Этот самолет нам не подойдет, надо ему дать передышку — решаем мы. Да и слишком ненадежен хвост, того и гляди отвалится в воздухе. Полетим на втором решаем мы.
Я протягиваю руку к большой стрекозе, у которой жесткие, почти непрозрачные крылья, бесхвостый, крепкий, будто бронированный, фюзеляж. Эта машина не подведет, грузоподъемности у нее хватит на троих, так что зря я волновался, что кого-то из моих друзей придется оставить на земле.
Мне не удается прикоснуться к стрекозе, она легко подпрыгивает и отлетает недалеко. Что-то капризничает наша машина. Я снова шагаю к ней, наклоняюсь и осторожно двумя пальцами — большим и указательным — беру сзади за крылья. Порядок! Теперь летим, ребята!..
Я просыпаюсь.
Ночь, тишина. Трамваи еще не начали свою оглушительную чехарду. В комнате свежо, форточка оставлена на ночь открытой, но окно — в зеленоватой подсветке фонарей видно — не замерзло. Рано потеплело нынче. Первые числа марта, а уже стал таять черный городской снег, тронулись грязные ручьи вдоль асфальтовых улиц. Но не верится в такую скороспелую весну, ведь известно: долгая, долгая зима в Сибири.
Приснится же — летать на стрекозах! Да, давно не летал я во сне. Лет десять, не меньше, прошло с той ночи, когда я по воздуху перевез на закорках босоногого мальца через большое ядовито яркое болото — сон был цветной. А какие чудеса я творил раньше, когда учился в школе и когда стал студентом. Наверное, у врачей можно точно выяснить, в каком возрасте прекращаются бесстрашные ночные полеты. Только к чему выяснять? Мне нравилось летать.
Говорят, есть люди, которые никогда ничего не видят по ночам. Говорят, есть и такие, которые совсем не спят. Почему не помогут врачи?
А мне опять повезло, хотя в этот раз и не удалось подняться над землей. Но ощущение полета ко мне приходило — когда кружил над лесом самолет, когда я вспоминал, как мы с инструктором высматривали в распадках серебряные нитки ручьев, и в тот последний момент, когда я взял двумя пальцами стрекозу и до взлета оставались считанные секунды…
Чувствуя, что не скоро смогу заснуть, я по привычке начинаю выискивать, какие же последние впечатления жизни отпечатались в моем сне. Вроде бы ничего похожего не происходило. Целый год миновал после того, как я летал в последний раз на Ил-14 — был обычный, как на автобусе, местный рейс.

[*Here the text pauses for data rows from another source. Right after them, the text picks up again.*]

PR #365, opened 2017-05-23
Shared Parser now understands Optional and required properties in the schema

riarenas:
Parser was being too permissive with missing required properties. Parser will now throw if a required property is missing. It will keep ignoring extra fields, and allow for missing optional fields.


RebeccaAnne:
:shipit:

Может, вот этот недавний разговор… Мы сидели небольшой компанией, кто-то разглагольствовал про разные американские достижения: якобы наш шофер, работавший в посольстве, заявил, что дороги в Америке такие хорошие, что по ним скучно ездить. Кто-то заметил: нам тоже нужны такие, потому что это дело стратегической важности, надо, чтобы в случае войны на дороги могли садиться... истребители. А я сказал, что это слишком далеко идущая стратегия, пока нам требуются элементарно приличные дороги, на которых бы не «садились» элементарные машины.
Хотя — при чем тут стрекозы?
Может, недавняя застольная беседа с одним бывшим военным летчиком стала причиной моего сна. Он вспоминал, как летал на бомбардировщиках. Ему, отчаянному с детства парню, трудно было пройти всю войну и ни разу не посамовольничать. И когда случалось такое, его садили — на время, конечно, — к пулемету, в хвост. Гиблое было место (трепаный хвост!), брони почти никакой — одна фанера. Как зайдет «мессершмитт» сзади, как врежет очередь — только щепки летят. Бывало, иной самолет дотянет до своего аэродрома цел и невредим, выйдет экипаж — кажется, все живы-здоровы, а в хвост заглянут — есть покойничек, так и сидит в обнимку с пулеметом (трепаный хвост!). Мой знакомый счастливо отделывался ранениями. С тех пор и вошли в его разговор грубые, как ругательство, слова: «Трепаный хвост!»
Но при чем стрекозы?
Или пронеслось передо мной в последние вечера чье-то умопомрачительно счастливое лето?.. Нет, не читал о таком.
И наконец, я говорю себе: плюнь на свое занудное занятие. Приснилось — и все тут. Будь доволен, что твой взлет был так близок, что тебе, может быть, не хватило какой-то секунды.
Дежурный трамвай визжит и скрежещет на повороте с таким ужасом, что мне хочется с головой накрыться одеялом. И вдруг я ловлю себя на том, что мои пальцы — большой и указательный — до сих пор стиснуты.
Я улыбаюсь в темноте и выпускаю стрекозу.
Она бесшумно вылетает в форточку. А где приземлится? Еще не свободны от снега посадочные площадки, на полях и нет в лесу ни одной теплой проталины. Еще зима.